I wanted to chime in on the importing communities debate, but I don't
feel like quoting all the relevant bits (oh, the pains of
digest-mode).  So, please forgive me if this is a bit disjointed.

Speaking (unofficially, of course) from the perspective of a
LiveJournal Abuse Prevention Team member, the core problem with
community imports is that the community maintainer who orders the
import is not requesting their own content to be republished - it's
content that belongs to other people, the users who individually
posted the entries in the community.  The LiveJournal TOS is crystal
clear on the matter: section XIV, subsections 1 and 3 unequivocally
state that the content posted to LiveJournal, via any method, remains
the property of its author, and the author retains ALL rights thereto,
including copyright.

This includes community entries.  Community maintainers do NOT have
*any* rights to the content posted in the community other than entries
they write themselves, beyond the ability to delete (or reject, for
moderated comms) the content they don't want to have as a part of the
comm, and the ability to delete/screen/freeze comments anywhere in the
comm.  They do not have the right to republish community entries
written by others on another journaling service.

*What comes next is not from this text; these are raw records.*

PR #3, opened 2026-04-06
feat: add to cache callable object for eager op

rebel-chanheo:
## Summary of Changes

Cache the compiled callable returned by `torch.compile(model, backend="rbln", ...)` for eager ops, keyed by `(model identity, dynamic, device, options)`, so repeated eager-op calls reuse the wrapper instead of re-entering the full `torch.compile` path every time.

- New `torch_rbln/_internal/compile_cache.py`
  - `compile_rbln_cached(model, *, dynamic, options, device_cache_key)` — cache hit returns previously compiled callable; miss calls `torch.compile(..., backend="rbln", ...)` and stores the result.
  - `_IdentityKey` wraps the model with `id()`-based hash and `is`-based equality, and holds a strong reference to prevent id reuse after GC. `_freeze_cache_value` normalizes `Mapping`/`Sequence`/`set` into deterministic tuples.
  - `clear_rbln_compile_cache()` exposed; thread-safe via double-checked locking.
- `torch_rbln/_internal/monkey_patches.py`
  - Also patches `torch._dynamo.reset` so a dynamo reset flushes the RBLN cache (no stale wrappers).
  - Stashes originals so `remove_all_patches()` actually restores `torch.compile` and `torch._dynamo.reset`.
- Call-site migrations (raw `torch.compile(..., backend="rbln")` → `compile_rbln_cached(..., device_cache_key=...)`)
  - `kernels/custom_transpose.py`, `kernels/sdpa.py` (2 fwd + 4 bwd)
  - `register_custom_ops.py` — softmax, pow, paged_attn_{prefill,decode}, paged_causal_attn_{prefill,decode}. The four paged-attn paths previously instantiated a fresh `nn.Module` per call; they are now promoted to module-level singletons (`_paged_*_op_module = ...().eval()`) so the identity cache key actually hits.
  - Codegen template (`tools/codegen/generators/general_template.py`) and header (`tools/codegen/codegen.py`) routed through `compile_rbln_cached`.
- Tests in `test/rbln/test_torch_compile_patch.py` cover: steady-state cache reuse, distinct models with colliding `id()`, singleton reuse across paged-attn paths, recompile after `torch._dynamo.reset()`, and `remove_all_patches()` actually restoring originals.

---

## Related Issues / Tickets

* Related to #

---

## Type of Change

- [x] `core` — Changes to `torch.compile` monkey patch and op registration

---

## Affected Modules

- [x] Backend
- [x] Ops/Kernels
- [x] `torch.compile`
- [x] Build/Tools

---

## How to Test

1. `pytest test/rbln/test_torch_compile_patch.py -v` — all new tests should pass.
2. Run a representative inference script and verify a given eager op triggers `torch.compile` only once; subsequent calls hit the cache.
3. Call `torch._dynamo.reset()` during a run and confirm the next eager-op call re-enters `torch.compile`.

---

## Notes

- The cache is process-global and `_IdentityKey` keeps a strong reference to the model. All current call sites feed in module-level singletons (or the codegen template's top-level `op_module_var`), so no leak. **New call sites must pass a singleton module — never a freshly instantiated `nn.Module` per call**, or every call misses the cache and leaks.
- Reviewer checklist
  - [ ] No remaining raw `torch.compile(..., backend="rbln")` outside the cache.
  - [ ] Any newly added op follows the singleton pattern.
  - [ ] Codegen outputs regenerated so generated files import `compile_rbln_cached`.


rebel-chanheo:
## Measured impact of this PR (per-call dispatch overhead)

I instrumented the eager-dispatch path on \`torch.add(a_dev, b_dev)\` and decomposed the per-call cost at multiple layers, before and after applying this PR. Methodology and breakdown below; one number to lead with: **~280 µs eliminated per call**, dominantly because \`torch.compile(...)\` is no longer reinvoked per dispatch.

### Setup

- Op: \`add\` (binary elementwise) via \`torch.add(a, b)\` with both inputs on \`rbln\` device, fp16
- 100 warmup + 1000 timed iterations after first compile (steady state, cache hit only)
- TP=1, \`TORCH_RBLN_DISABLE_FALLBACK=compile_error\`, \`TORCH_RBLN_DEPLOY=ON\`
- Shapes: 1, 10, 100, 1024, 10000, 100000, 1M (median wall-clock, perf_counter)

### Layers measured

- **L0**: \`torch.add(a_dev, b_dev)\` — full path through register_ops wrapper
- **L1**: \`compiled_fn(a_dev, b_dev)\` — pre-compiled wrapper called directly (skips register_ops Python wrapper)
- **L2**: dynamo-inner — bypasses torch.compile/dynamo wrapper, lands on rebel runtime
- Sub-decomposition of L2 via instrumented \`DynamoRuntime.run()\`

### Total per-call (median µs)

| numel | L0 **before** | L0 **after** | Δ | reduction |
|------:|-----:|-----:|-----:|------:|
| 1024 | 507 | **225** | -282 | -56% |
| 10000 | 504 | **224** | -280 | -56% |
| 100000 | 508 | **230** | -278 | -55% |
| 1M | 521 | **269** | -252 | -48% |

\`L0\` is essentially flat with shape until ~1M, because compute is dominated by Python+dispatch overhead.

### register_ops Python wrapper layer (= L0 - L1)

| numel | wrapper **before** | wrapper **after** | reduction |
|------:|-----:|-----:|------:|
| 1024 | 373 | **92** | -75% |
| 10000 | 368 | **91** | -75% |
| 100000 | 372 | **95** | -74% |
| 1M | 360 | **102** | -72% |

The ~280 µs cut maps directly to skipping \`torch.compile(_op_module, backend=\"rbln\", ...)\` reinvocation on every eager call. The remaining ~92 µs is the rest of the wrapper body (\`is_cpu_fallback_cases\`, \`extract_tensors\`, \`broadcast_args_general\`, \`prepare_args_for_contiguous\`, etc.).

### Full breakdown after applying this PR (1024 fp16 add)

| Component | µs | share |
|---|---:|---:|
| register_ops Python wrapper (cache hit) | 92 | 41% |
| torch.compile / dynamo wrapper | 7 | 3% |
| DynamoRuntime jacket (eager_helper, env, capture) | 37 | 16% |
| sub-runtime (Python prepare_inputs + ptr collect + 2x C++ prepare + alloc) | 22 | 10% |
| \`_runtime_handle.run()\` (C++ device call) | 67 | 30% |
| **L0 total** | **225** | 100% |

The C++ \`_runtime_handle.run()\` (~67 µs) is the hard floor for any single eager op — no Python-side change can reduce it.

rebel-seungchul (approved):
LGTM

rebel-clee (approved):
LGTM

Yes, the TOS also states that the content posted to LJ may be hosted
in a variety of places, on third party servers, via RSS, etc., but the
author still retains control over the content because they can delete
it if they don't agree with how it's being used.  Or, should they lose
posting access to the community or end up deleting/purging their
journal, they can ask the APT or LiveJournal staff, depending on the
situation, to delete it for them, and we will do so, because it is
*their* content.

The loss of control over the content that has been posted is an
overriding issue, and is honestly much more important than the
maintainer's convenience in moving their community to DW.  It's not
just a "domain change", it's republishing it to a place where you as
the original author no longer have control over it - you can't edit
it, you can't delete it, you don't have any control over comments
posted to it, etc.

If DW were to allow community imports without any further
technological improvements, the maintainer who performs the import is
quite possibly in violation of copyright law by doing so, because they
are causing the original author's content to be reposted in a venue
which they did not originally authorize.  (And yes, posting online
meets the definition of publishing under copyright law.)  If LJ ever
wrote a journal importer (or implemented the one from the DW code), I
can tell you right now that they would never allow community imports
(at least, not if the APT has any say in the matter), for exactly this
reason - it's a copyright nightmare.  According to LiveJournal's
interpretation of the DMCA, the APT would have to suspend any
community entry so imported if and when the author of the entry files
a copyright infringement notice.

Comments are a gray-enough area as it is, but I think DW management
and the development team have done a great job of trying to give the
comment authors control over their comments.  Unfortunately, the same
solution (OpenID attribution) just won't work for community entries
without a great deal of code work.

--ryan (LJ teshiron)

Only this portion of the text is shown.